Change that leads to better lives

Joining the dots: the Sounding Board’s unique opportunity to make a real difference

The unique and invaluable role that members of the NHS England’s Older People’s Sounding Board play involves not only sharing their life experiences, opinions and knowledge, writes Tony Watts OBE. It’s also demonstrating that maintaining good health and wellbeing into later life is all about “joining the dots”.

Ask older people what would keep them living independently and healthily in their own homes, and their answer won’t be “Build more hospitals”. It will be practical suggestions on how we, as an ageing population, can avoid needing to go in there in the first place, how to get out at the earliest opportunity, and how to access the care and support needed, to avoid the yo-yo-ing that is so disruptive to people’s lives and puts so many demands on our hard-pressed hospital and community-based staff.

I like to think that this is a Government that is listening: after all, as of the start of this year, we do now have a Commission on Social Care underway, led by the very able Louise Casey.

The Sounding Board now has the unique opportunity to make a real difference: to demonstrate to the professionals and clinicians seeking out our opinions and experiences just what “joining the dots” can mean… by sense-testing policies, processes and ideas aimed at improving our NHS. They have identified seven big ideas and proposed these to Change NHS. Examples include:

  1. Reinvigorated annual health checks; codesigned to enable preventive health and personalised care plans arrived at in discussion between individuals and multidisciplinary teams.
  2. Creating older people involving neighbourhood hubs established as central touchpoints in a continuous care cycle, connecting GPs, hospitals, and home-based care.
  3. Empower Health and Wellbeing Boards to plan services based on local needs, with stronger partnerships between the NHS and community groups.

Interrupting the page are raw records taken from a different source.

Issue #59, opened 2023-08-17
Add Hide GUI option


JasiuWu2006:
Please add it either it can be hidden by f1 like in modern minecraft or as a toggleable option in the menu.

iProgramMC:
not an issue, add it yourself

BrentDaMage:
I think it'd be good to track what features should be added via issues. This one is pretty minor and having the issue here could help someone who's looking for something to do.

BrentDaMage:
Or perhaps do feature requests on the Discord in the form of threads so people can expand on their ideas? No promises would need to be made that anything gets done, it'd just act as some inspiration for people looking for something to work on.

iProgramMC:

In November of last year, when the Government announced its Consultation on the Future of the NHS over the coming 10 years, leaders in the care sector responded with one voice, insisting that without “fixing social care”, it would be impossible to tackle the broader challenges facing the NHS.

Issues such as delayed hospital discharges is a case in point. In January of this year, one in seven hospital beds in England were occupied by older people waiting to go home… but unable to do so because a care package was not in place for them.

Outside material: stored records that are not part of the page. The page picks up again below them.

Issue #60, opened 2023-08-17
Add keybinds.


JasiuWu2006:
As the title says. It would be cool if you could rebind the keys.
Sorry for abusing Issues tab.

iProgramMC:
Please add it yourself or wait for someone else to add it.

PR #66, opened 2023-08-23
Updated keymapping and added controls menu

Vruk11:
Added` SetDefaultBindings` to`AppPlatform`, Created a `AppPlatform_Windows` and `AppPlatform_sdlbase` implementation. This runs from `Minecraft::init()`
Added `ControlsScreen`, a scrolling menu that dynamically adds buttons for remapping keys 
Added a new controls button in the `OptionsScreen`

The linkage with housing is also critical. In October 2024, the Older People’s Housing Taskforce issued its report after extensive consultation within the sector and with older people’s representatives. Its very title – “Our future homes: housing that promotes wellbeing and community for an ageing population” – ample proof that the author, Professor Julienne Meyer, understood that decent, healthy homes are pivotal to preventing people becoming ill and dependent in the first place.

Simply put, health, care and housing are three legs of the same stool. The argument that I and other older people’s representatives made to the 2012 Lords report “Ready for Ageing”, and which (it seems) has finally become central to public policy.

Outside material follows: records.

PR #68, opened 2023-08-26
Mac OS X 10.6 & More C++03 Support

BrentDaMage:
We didn't have proper C++03 support previously.
Screen shot 2023-08-25 at 12 26 01 PM


iProgramMC:
> `// TODO: This isn't specific to SDL2. Why isn't it in an AppPlatform base class?`

Because on android for instance, the options are stored somewhere else. But thanks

This is not new stuff. It’s no coincidence that the huge housing programme that followed the Second World War was led by Aneurin Bevan… the Minister of Health. The primary obstacle that successive governments have faced in the intervening years is a silo approach to departmental investment and management, along with the division of responsibilities between local and national government.

That is why the NHSE Older People’s Sounding Board's role can make a fundamental difference. Crucially, by sharing our knowledge of “what works” and our ideas on “what would work better”, we can connect older people and communities with clinicians and policymakers so that, together, healthier outcomes are created for us as we age.